There is an extension to this point, which is that snapd is not even required for applications to run once they’ve been installed. When a snap is installed, snapd creates systemd services that handle things like image mounts and service starts. At that point snapd is generally no longer required for the application to run. So even if snapd itself becomes corrupt, any installed snaps will generally continue to run just fine. (see also discussion here)
5. There is a single point of failure that still frequently leads to corruption
Each unit has a /var/lib/snapd/state.json file that stores, well, the snapd state. If this file is somehow corrupted then snapd can no longer start; there is no fallback mechanism in place, and manual recovery is necessary. In fact recovery generally involves re-downloading and reinstalling all snaps from scratch, which can be a pain in a bandwidth-constrained environment.
Also, unfortunately it seems far too easy to corrupt this file - such as through power-off while snapd is writing to it after a refresh. It’s possible that we were very unlucky, but we’ve had it happen to at least a dozen of our units (I previously posted about this here and here - with some useful input from the community). I can’t help but feel that handling such critical metadata in a more robust way would be preferable. In fact, it seems out-of-step with the atomic and failure-proof way in which snap updates themselves are handled.
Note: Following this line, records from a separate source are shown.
PR #1155, opened 2021-09-23
core-2.8.0

pwolfert:
Forgot to make a PR for this after last release

### DIFF
--- a/lerna.json
+++ b/lerna.json
@@ -5,12 +5,14 @@
     }
   },
   "npmClient": "yarn",
-  "packages": ["packages/*"],
+  "packages": [
+    "packages/*"
+  ],
   "ignoreChanges": [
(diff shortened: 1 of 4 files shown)


lerna.json
```diff
@@ -5,12 +5,14 @@
     }
   },
   "npmClient": "yarn",
-  "packages": ["packages/*"],
```
zarahzachz, line 8: Just a comment - but I think I see the formatting of this line change in every PR. What rule should we enable to make this consistent?

zarahzachz (approved):

lerna.json
pwolfert: I think this is lerna modifying it vs prettier formatting it. Not sure what to do at the moment to fix it, but good to flag it

PR #1156, opened 2021-09-24
[WNMGDS-1094] Tagged release docs and scripts

pwolfert:
https://jira.cms.gov/browse/WNMGDS-1094

### Changed
- There are now two scripts for releasing and publishing
  1. `yarn release` creates the commit with the version bump and tags it as a release
  2. `yarn publish-release <release tag>` pulls that release, builds it, and publishes it to npm. I couldn't call it `yarn publish` because it conflicts with yarn's built-in commands
- Updated release-process docs. Read those docs for more details.

## How to test
1. Check out 82ee08c, which removes the teeth of the scripts so you don't accidentally push anything to origin or publish anything to npm
2. Run `yarn release` and note the command in the `NEXT STEPS` output
3. Run the next script with the command copied from the previous step
4. The result should be that you're on a release branch, you have extra zip files, and you have an extra local tag.
5. You can clean up that mess locally by
    1. Checking out another branch like `master`
    2. Deleting the release branch you were just on (`git branch -D release-2.8.0-alpha.0` or whatever you called it)
    3. Deleting the local tag (`git tag -d core-2.8.0-alpha.0` or whatever you called it)


zarahzachz (approved):
This is super slick! I love how the scripts prompt you what your next steps are! What an improvement!

zarahzachz:
Also, learned the difference between `-d` and `-D`. Always used `-D` and didn't know there was a less forcey option.
> The -d option is an alias for --delete, which only deletes the branch if it has already been fully merged in its upstream branch. You could also use -D, which is an alias for --delete --force, which deletes the branch "irrespective of its merged status." [Source: man git-branch]

pwolfert:
Oh, I never knew about the `-d/-D` difference either!

PR #1159, opened 2021-09-27
[NO-TICKET] Reduce OS notifications for build process

pwolfert:
## Summary
There are many steps in the build process, and they each have an OS-level popup notification associated with them. This is actually really obnoxious during development, so let's only use the notification for success messages. Even that has questionable utility.

### Changed
- (Internal) Restrict the OS notifications for the build process to only show for success messages

## How to test
Run `yarn start` or `yarn build`


scheul93 (approved):
Tried it locally and it's much less disruptive!

PR #1161, opened 2021-10-01
[RFC] [WNMGDS 461] icons future state

scheul93:
## Summary
Introducing a Request for Comments (RFC) directory with README + template along with a proposal for moving forward with DS icons.

### Added
* RFC directory
* README.md for what RFC's are
* template for future RFCs
* RFC for a plan for icon work

### What this PR needs from you
1. Feedback on the README.md. Does it make sense? Should there be more details?
2. Feedback on the template. Are there other sections you'd want to see when discussing DS proposals
3. Feedback on the Icon RFC. Does this path forward make sense? Are there other things missing or need to be considered?


rfcs/2021-10-icons-in-core-DS.md
```diff
@@ -0,0 +1,102 @@
...
+The .svg files in the `images/` directory are referenced in the code in two main ways:
+
+1. In CSS as background images
+2. Using the library `inline-react-svg`, .svg files can be imported and used as a component (Note: this does not work with Typescript components)
+
+## Proposal
+
+Icons in the core DS should be moved to a centralized location and each icon should be standardized in size, accessibilty feature, and exported individually as a React component. This will provide more flexibility to consuming applications by allowing them to import individual SVG icons, adjust the styling on them with more ease, and create icon consistency among products.
+
+This ideal state sill be achieved in a few small phases:
```
pwolfert, line 27: > ...state *sill* be...

📝

rfcs/2021-10-icons-in-core-DS.md
```diff
@@ -0,0 +1,102 @@
...
+
+1. [Create icon components](#phase-1-create-icon-components)
+2. [Clean & improve markup](#phase-2-clean-and-improve-svg-markup)
+3. [Update icon references in components](#phase-3-update-component-icon-references)
+4. [Update icon references in CSS](#phase-4-update-css-icon-references)
+5. [Beyond](#beyond)
```
pwolfert, line 33: I love the use of internal links here. Makes it really easy to follow

rfcs/2021-10-icons-in-core-DS.md
```diff
@@ -0,0 +1,102 @@
...
+
+### Phase 1: Create Icon Components
+
+In this phase:
+
+- Make `Icons` directory in the design-system component folder
+- Create a component for each icon in the `images` directory
+- Move the `ClearIcon` and `ClearIconAlternate` components into new directory
+- Move inlined SVG markup for `<` & `>` from Pagination to new directory
+- Ensure all icons are exported
```
pwolfert, line 43: That's a good thing to note 😂

rfcs/2021-10-icons-in-core-DS.md
```diff
@@ -0,0 +1,102 @@
...
+#### Considerations
+
+There was an idea to create one `Icon` component and pass in a `name` prop that would return the proper svg markup. However, this approach would not work well for child design systems and could inflate bundle sizes.
+
+### Phase 2: Clean and Improve SVG Markup
+
+In this phase:
+
+- Ensure SVGs have accessibility features
+  - See [Smashing Magazine](https://www.smashingmagazine.com/2021/05/accessible-svg-patterns-comparison/) or [Deque](https://www.deque.com/blog/creating-accessible-svgs/) for guidance
```
pwolfert, line 58: Love this

rfcs/2021-10-icons-in-core-DS.md
```diff
@@ -0,0 +1,102 @@
...
+- Standardize sizing of SVGs either using viewbox or CSS
+- Remove any inline `fill` properties from SVG and move to CSS for easier overriding
```
pwolfert, line 60: These are also wonderful ideas 😄

rfcs/2021-10-icons-in-core-DS.md
```diff
@@ -0,0 +1,102 @@
...
+- Ensure SVG markup is optmizine - run through optimizer
+
+### Phase 3: Update Component Icon References
+
+In this phase:
+
+- Update any current DS component that is using an inline SVG.
+  - This includes, but is not limited to: `Pagination`, `FilterChip`, `TooltipIcon`, `UsaBanner`
+
+### Phase 4: Update CSS Icon References [Breaking Change]
```
pwolfert, line 70: > [Breaking Change]

Good call-out

rfcs/2021-10-icons-in-core-DS.md
```diff
@@ -0,0 +1,102 @@
...
+
+In this phase:
+
+- Update any current DS component that is referencing an SVG in its CSS to use inlined icon components
+  - This includes, but is not limited to: `Accordion`, `Alert`, `Dialog`, `Dropdown`, `StepList`, `UsaBanner`, `VerticalNav`
+- Create documentation for consuming applications. This should explain change and instruct on how application styles may be affected
```
pwolfert, line 76: "explain ^the change"?

rfcs/2021-10-icons-in-core-DS.md
```diff
@@ -0,0 +1,102 @@
...
+
+_**Note:** This phase will rely deeply on visual regression testing to ensure component styles translate correctly_
```
pwolfert, line 78: Another good call-out

rfcs/2021-10-icons-in-core-DS.md
```diff
@@ -0,0 +1,102 @@
...
+
+This phase will include a breaking change to consuming applications' styles and potentially build systems. Will need to coordinate timing and communication.
+
+### Beyond
+
+Future icon work that needs consideration:
+
+- Incorporate configurable icons into some components (like Accordion, FilterChip, Modal, Naviation, etc)
```
pwolfert, line 86: This is a really interesting idea!

rfcs/2021-10-icons-in-core-DS.md
```diff
@@ -0,0 +1,102 @@
...
+3. Included in a component's markup unable to be re-used individually.
+
+The .svg files in the `images/` directory are referenced in the code in two main ways:
+
+1. In CSS as background images
+2. Using the library `inline-react-svg`, .svg files can be imported and used as a component (Note: this does not work with Typescript components)
+
+## Proposal
+
+Icons in the core DS should be moved to a centralized location and each icon should be standardized in size, accessibilty feature, and exported individually as a React component. This will provide more flexibility to consuming applications by allowing them to import individual SVG icons, adjust the styling on them with more ease, and create icon consistency among products.
```
pwolfert, line 25: > ...should be standardized in size, accessibilty feature, and exported individually...

That second item in the list is a little confusing. Should it be "standardized in size and accessibility features and exported..."? Does the "standardized" apply to "accessibility features"?

rfcs/README.md
```diff
@@ -0,0 +1,27 @@
...
+- Submit the PR with the `[RFC]` PR title prefix and tag
+- Commence discussion, adjusting the RFC based on feedback
+- Once all questions defined in the RFC are satisfied, and PR is accepted, merge it
+
+### RFC Status Options
+
+- WIP: The author is still drafting the RFC and it’s not ready for review.
+- Review: The Review label is used when the RFC is ready for comments and feedback.
+- Approved: When the RFC is for the purpose of making a decision, the Approved label indicates that the decision has been made.
+- Implemented: When the RFC is for the purpose of making a decision, the Implemented label indicates that the RFC’s proposal has been implemented.
```
pwolfert, line 21: I don't know for our use case if the `WIP` status is very useful because we have GitHub PR tags that overlap with that functionality, but I do not have a strong opinion. I think it might be something I personally would forget to change or just not use.

pwolfert: On second thought, it might take longer to explain an alternative process of taggingn PRs and assigning reviewers than to just include this as a status, and people can use it or not.

pwolfert (approved):
This is excellent! You've thought thoroughly about this, and this will translate well into tickets.

rfcs/README.md
```diff
@@ -11,7 +11,7 @@ RFCs are useful when team feedback is required before making architecture or des
 - Fill out the template accordingly
 - Submit the PR with the `[RFC]` PR title prefix and tag
 - Commence discussion, adjusting the RFC based on feedback
-- Once all questions defined in the RFC are satisfied, and PR is accepted, merge it
+- Once all questions defined in the RFC are satisfied, and PR is accepted, merge it. Note: the goal is to have the RFC reviewed by multiple people and perspectives. The RFC PR should not be merged at first approval in order to give others time to provide feedback.
```
pwolfert, line 14: 💯

rfcs/2021-10-icons-in-core-DS.md
```diff
@@ -0,0 +1,102 @@
...
+3. Included in a component's markup unable to be re-used individually.
+
+The .svg files in the `images/` directory are referenced in the code in two main ways:
+
+1. In CSS as background images
+2. Using the library `inline-react-svg`, .svg files can be imported and used as a component (Note: this does not work with Typescript components)
+
+## Proposal
+
+Icons in the core DS should be moved to a centralized location. Each icon should be exported individually as a React component and updated with a standard size and consistent accessibilty features. This will provide more flexibility to consuming applications by allowing them to import individual SVG icons, adjust the styling on them with more ease, and create icon consistency among products.
```
zarahzachz, line 25: Is it worth calling out that these new icons should be optimized for performance using a tool like SVGOMG? I don't know if we currently have something like this in our workflow.

rfcs/2021-10-icons-in-core-DS.md
```diff
@@ -0,0 +1,102 @@
...
+5. [Beyond](#beyond)
+
+### Phase 1: Create Icon Components
+
+In this phase:
+
+- Make `Icons` directory in the design-system component folder
+- Create a component for each icon in the `images` directory
+- Move the `ClearIcon` and `ClearIconAlternate` components into new directory
+- Move inlined SVG markup for `<` & `>` from Pagination to new directory
```
zarahzachz, line 42: While I was writing Pagination, I was thinking I could've just used 1 chevron icon and used CSS to rotate it the direction I wanted. Maybe we only need 1 of these chevron icons?

rfcs/README.md
zarahzachz: Do we update the date when the status changes?

rfcs/2021-10-icons-in-core-DS.md
scheul93: I like that. We could honestly have a variation for up, down, left and right if needed. I'll update with clarification

rfcs/2021-10-icons-in-core-DS.md
scheul93: Sure, I can add this to the "Clean & improve markup" section

rfcs/README.md
scheul93: 🤷🏻‍♀️ What is the benefit of updating the date in the doc vs referencing git history?
Additionally... is the date actually useful info?

rfcs/2021-10-icons-in-core-DS.md
scheul93: Oh wait. I already have it in that section under
```
Ensure SVG markup is optimized - run through optimizer
```

rfcs/README.md
pwolfert: I think the date is useful just for understanding at a glance when it was started without looking at the log. For this reason, I don't think we'd update the date when changes are made—just keep it as the date of origination

rfcs/2021-10-icons-in-core-DS.md
```diff
@@ -0,0 +1,102 @@
...
+1. In CSS as background images
+2. Using the library `inline-react-svg`, .svg files can be imported and used as a component (Note: this does not work with Typescript components)
+
+## Proposal
+
+Icons in the core DS should be moved to a centralized location. Each icon should be exported individually as a React component and updated with a standard size and consistent accessibilty features. This will provide more flexibility to consuming applications by allowing them to import individual SVG icons, adjust the styling on them with more ease, and create icon consistency among products.
+
+This ideal state can be achieved in a few phases:
+
+1. [Create icon components](#phase-1-create-icon-components)
```
line47, line 29: Not sure in which phase, but we should also ensure that icons represented in code are also available in the UI kit

rfcs/2021-10-icons-in-core-DS.md
```diff
@@ -0,0 +1,102 @@
...
+- Move inlined SVG markup for `<` & `>` from Pagination to new directory. Consider consolidating to one Icon with variations.
+- Ensure all icons are exported
+- Create base icon component styles to be re-used in each component
+- Update doc site with component details
+
+Exporting each SVG icon individually allows consuming applications to only import the icons they are using.
+
+#### Considerations
+
+There was an idea to create one `Icon` component and pass in a `name` prop that would return the proper svg markup. However, this approach would not work well for child design systems and could inflate bundle sizes.
```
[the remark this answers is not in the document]
scheul93: * I think the biggest difference in using one component vs may is that is one component, you would be building out a single `Icon` component that basically has a giant conditional statement to figure out which SVG to load. This wouldn't be so bad with our current amount of icons, but if we continue to grow our icon library, it would cause a bunch of SVG markup to be part of the component when a team may only really need one icon and a small amount of markup. Additionally, the conditional to determine the markup is part of the component, so it would be difficult for a child system to use this `Icon` component with a child DS-specific icon.
* In my opinion, I don't think either is "easier" or "harder". Like mentioned before, having only one icon could inflate JS bundle sizes unnecessarily.
* If the design systems were unified, the one icon approach _could_ be extended because it would have easier access to child DS files, and therefore include them as part of the large component conditional. I still don't think that is the way to go because then you run the risk of having mgov specific icons as part of the Icon component that gets pulled into hgov and have a bunch of code that is not relevant to one child system

All this being said... We could do both approaches. I still think that individual icons are a scalable path forward for now, but if people want a unified singular `Icon` component, we could make it and reference the individual icon components as a future enhancement 🤷🏻‍♀️

rfcs/2021-10-icons-in-core-DS.md
scheul93: What is the UI kit?

scheul93: I added this as part of "phase 2" and I'll make sure to add a ticket to track!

At least the good news - relating to my previous point - is that even if the state.json file is corrupted, any installed snaps should continue to run fine.
Right, this is about it for now. As I said, I wanted to share this as a way to start a conversation. Are my experiences in line with those of others? Do my take-aways resonate, or are they misguided?
I feel you there. Some supported interfaces have a single sentence describing them and there are many, many interfaces to search through.